• _The task_
Look at each line below and tally those holding "included"; answer with that figure and nothing else.

BEGIN Supplied records

PR #14124, opened 2022-06-16
mvcc:add ut for Revisions/CountRevisions and remove RangeSince as it …

wayblink:
…is not used

Signed-off-by: wayblink <wayasxxx@gmail.com>

### DIFF
--- a/server/storage/mvcc/index.go
+++ b/server/storage/mvcc/index.go
@@ -15,7 +15,6 @@
 package mvcc
 
 import (
-	"sort"
 	"sync"
 
 	"github.com/google/btree"
@@ -29,7 +28,6 @@ type index interface {
 	CountRevisions(key, end []byte, atRev int64) int
 	Put(key []byte, rev revision)
 	Tombstone(key []byte, rev revision) error
-	RangeSince(key, end []byte, rev int64) []revision
 	Compact(rev int64) map[revision]struct{}
 	Keep(rev int64) map[revision]struct{}
 	Equal(b index) bool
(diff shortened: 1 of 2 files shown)


server/storage/mvcc/index.go
```diff
@@ -107,6 +105,9 @@ func (ti *treeIndex) unsafeVisit(key, end []byte, f func(ki *keyIndex) bool) {
 	})
 }
 
+// Revisions returns limited number of revisions from key(including) to end(excluding)
+// at the given rev. The returned slice is sorted in the order of key.
+// There is no limit if limit <= 0.
```
ptabor, line 110: It seems also important that 'total' is not capped by the limit and reflects all the revisions.

ahrtr: Comments:
1. `including` to `included`, and `excluding` to `excluded`?  This applies to the comment for method `CountRevisions` as well.
2. adding comment something like "The second return parameter `total` isn't capped by the `limit`, and reflects all the expected revisions".

I'd defer to @spzala to correct the syntax of the comment.

ahrtr:
Overall looks good to me. Thank you.

Leave @spzala to final decision.

server/storage/mvcc/index.go
wayblink: Thanks for review, update as you commented.

server/storage/mvcc/index.go
```diff
@@ -107,6 +105,9 @@ func (ti *treeIndex) unsafeVisit(key, end []byte, f func(ki *keyIndex) bool) {
 	})
 }
 
+// Revisions returns limited number of revisions from key(included) to end(excluded)
+// at the given rev. The returned slice is sorted in the order of key. There is no limit if limit <= 0.
+// The second return parameter total isn't capped by the limit, and reflects all the expected revisions.
```
ahrtr, line 110: Minor comment: replace total with `total`.

ahrtr (approved):

spzala:
> Overall looks good to me. Thank you.
> 
> Leave @spzala to final decision.

Thanks @ahrtr Looking right now.

spzala (approved):
One comment in-line but otherwise looks good. Thanks @wayblink

server/storage/mvcc/index.go
ahrtr: @wayblink  Please update per the comment. Either replace total with `total`, or just remove the parameter name per @spzala 's comment. 

I will merge this PR once it's updated and pipeline is green.

wayblink: Updated. Thanks a lot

END Supplied records

• _Result_
2